Average Weather Condition: 22 °C - 34 °C

==Education==
Nirmala Lower Primary School was the first educational institution in Chemperi. It was founded in 1950 by the parish of Chemperi to fulfill the wish of the migrant fathers. The school was first managed by the parish of Chemperi. Later, the diocese started a corporate educational agency and the school became a part of it. In 1953, Nirmala High School was established and was the first high school in the migrant areas. Students from Alakode, Chandanakkampara, Paisakkari, Nellikutty, Pottamplavu, Kudianmala, Vellad, Vayattuparamba were educated in this school.

In 1998, the high-school was upgraded to a higher secondary school; Nirmala Higher Secondary School was the first higher secondary in the migrant area; catering to the needs of all the people in and around Chemperi. There is a network of government schools, corporate schools and CBSE schools in and around Chemperi.

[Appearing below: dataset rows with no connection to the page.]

PR #20520, opened 2024-06-18
fix: Refactor Userlist Ordering

gustavotrott:
This PR refactors the userlist ordering and improves database indexing. Key changes include:

- Ensuring the presenter is always placed at the top of the userlist (currently presenter is like a normal user in the ordering when multi-whiteboard is enabled).
- Ignoring emojis when sorting names.
- Adding `registeredOn` as a sort column above `userId` for cases where two or more users have the same name.
- Updating the database index to align with the client's sorting criteria.

<table>
<tr>
<td>Before</td>
<td>After</td>
</tr>
<tr>
<td>

presenter-not-above

</td>
<td>

presenter-not-above-after

</td>
</tr>
<tr>
<td>

user-emoji-last

</td>
<td>

user-emoji-last-after

</td>
</tr>


antobinary (commented):
LGTM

===Vimal Jyothi Engineering College===

Chemperi has become a center of professional education in Kerala. The new Vimal Jyothi Engineering College or Vimaljyothi Engineering College, in Jyothinagar, Chemperi, is affiliated with APJ Abdul Kalam Technological University and is a self-financing engineering college, sanctioned in 2002 by the All India Council For Technical Education. It is one of the premier institutes of technology in Malabar, and recently the college has been ranked among the A grade colleges in Kerala. Later they expanded the institution with management studies with the Vimal Jyothi Institute of Management and Research, It is an educational project of the Archdiocese of Thalassery and is managed by the Meshar Diocesan Educational Trust. Msgr Mathew M Chalil, the Vicar General of the Archdiocese of Tellicherry is the manager of the college. The project includes a management institute, with more rural educational opportunities designed for the future.

===Schools and colleges===
- Nirmala LP School
- Nirmala UP School
- Nirmala Higher Secondary School
- St. Thomas Public School
- Vimal Jyothi Engineering College
- Vimal Jyothi Institute of Management and Research

==Tourism==
Paithal Mala and Palakkayam Thattu are the tourist attraction near Chemperi, which tourists can visit year round. It is a hill station near Kudianmala, on the Kerala-Karnataka border and is 65 km north of Kannur. According to the Kerala Government Department of Tourism, the place is ideal for trekking, and adventure tourism. Paithal Mala is located at around 1,450 metres (4,700 ft) above sea level. There is a base reception centre at Pottamplavu and a watchtower atop the cliff.

==Health==
Vimala Hospital is the major healthcare provider of modern medicine. All advanced medical treatments, except emergency management, are available. The resident medical officer is Dr. Sandeep C Reddy, MBBS, Fellowship in emergency medicine. There are also other allopathic, ayurvedic and homeopathic clinics in Chemperi.

==Transportation==
Chemperi has a wide network of roads. Hill Highway, the prestigious road of Kerala, passes through Chemperi. There are well-maintained roads connecting Taliparamba, Sreekandapuram, Iritty, Alakode, Kudianmala and Paithalmala. The newly established Kannur International Airport is 35 km from Chemperi. The nearest railway station is Kannur; 50 km away. The nearest port is Mangalore.
The national highway passes through Taliparamba town. Mangalore, Goa and Mumbai can be accessed on the northern side and Cochin and Thiruvananthapuram can be accessed on the southern side. Taliparamba has a good bus station and buses are easily available to all parts of Kannur district. The road to the east of Iritty connects to Mysore and Bangalore. The nearest railway stations are Kannapuram and Kannur on Shoranur-Mangalore Section.
Trains are available to almost all parts of India subject to advance booking over the internet. There are airports at Kannur, Mangalore and Calicut. All of them are international airports though direct flights available only to Middle Eastern countries.